My team is struggling with a strange Microsoft SQL Server issue regarding concurrent threads/processes. Very rarely, there seems to be a race condition between an UPDATE and a simultaneous SELECT
on two different threads. It is difficult to reproduce because the timing is critical.
When the conflict happens, the SELECT
does not return the desired record, although no errors are generated. Instead the SELECT
behaves as if the record doesn't exist, which is not true. As a result our service becomes confused, and there is some chaos until we can recover.
To eliminate the possibility of bugs in our service, I reproduced the issue using plain C# code and System.Data.SqlClient
. I'll gladly provide that code upon request. I have tried to reduce the code and the table to the minimum required to reproduce the issue.
A test table is created like this:
CREATE TABLE [TestTable]
(
[RecordId] int IDENTITY(1,1) UNIQUE,
[Locked] int NOT NULL DEFAULT 0,
[Priority] int NULL,
[Status] int NULL,
[SystemName] nvarchar(50) NULL
)
The table has an index created like this:
CREATE NONCLUSTERED INDEX [IDX_GENERAL]
ON [TestTable] ([Status], [SystemName], [Locked])

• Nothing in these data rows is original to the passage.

PR #3758, opened 2024-05-07
Add c:indestructible tag

Dev0Louis:
This PR adds the c:indestructible tag to items. 

This tag is there to represent items which shall not be destroyed. 

I don't know if c:indestructible is the correct naming. But I don't have a better idea. 

I have not added a block tag. As I would be unsure if bedrock would go into it? For some mods bedrock may be considered as destructible. 

A different idea would be to use fabric:indestructible and change all the vanilla cases where items are destroyed or used in crafting. But this would likely be to out of scope for fabric-api.


TelepathicGrunt:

INCLUDE ([RecordId], [Priority])
The table contains a single record created like this:
INSERT INTO [TestTable] ([Locked], [Priority], [Status], [SystemName])

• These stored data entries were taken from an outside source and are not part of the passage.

Issue #3701, opened 2024-04-10
Wolf Variant Biome Tags


catter1:
## Summary
I would like to see the creation of a set of biome tags for spawning the wolf variants. Something along the lines of `#c:has_wolf_variant/<variant>` for each wolf variant, and any future variants added by Vanilla or other mods.

## Reasoning
With the current implementation, the biome(s) wolves can generate are currently hardcoded in the `wolf_variant` files. Three of the variants use biome tags (`#minecraft:is_jungle`, `#minecraft:is_savanna`, and `#minecraft:is_badlands` for the `rusty`, `spotted`, and `striped` variants, respectively), but the rest of the varaints only reference one biome. If another biome-adding mod/datapack wants to make the variants generate in their own biomes, they will have to override that file. This is an issue for compatibility reasons.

VALUES (0, 3, 3000, 'System1')
In our service, multiple threads and processes acquire exclusive write access to records by atomically setting their 'Locked' field to one. Then after making any necessary modifications, a thread/process must release the record by resetting its 'Locked' column to zero. What I see is an extremely rare situation when one thread unlocks a record, and simultaneously another thread tries to find it:
One thread performs an UPDATE like this (which succeeds):
UPDATE [TestTable]
SET [Locked] = 0
OUTPUT INSERTED.*
WHERE [Locked] = 1
AND [RecordId] = 1
AND [Status] = 3000
AND [SystemName] = 'System1'
At the same moment, another thread performs a SELECT
like this (which comes back empty):
SELECT [RecordId]
FROM [TestTable]
WHERE [Status] = 3000
AND [SystemName] = 'System1'
ORDER BY Priority DESC, RecordId ASC
I believe the index is part of the problem, because if I remove the Status
or SystemName
keys, then I can no longer reproduce the issue. I have no clue what would cause this behavior. Everything I have read says that this simply cannot happen.
I would welcome any questions, ideas, or suggestions about how to troubleshoot this...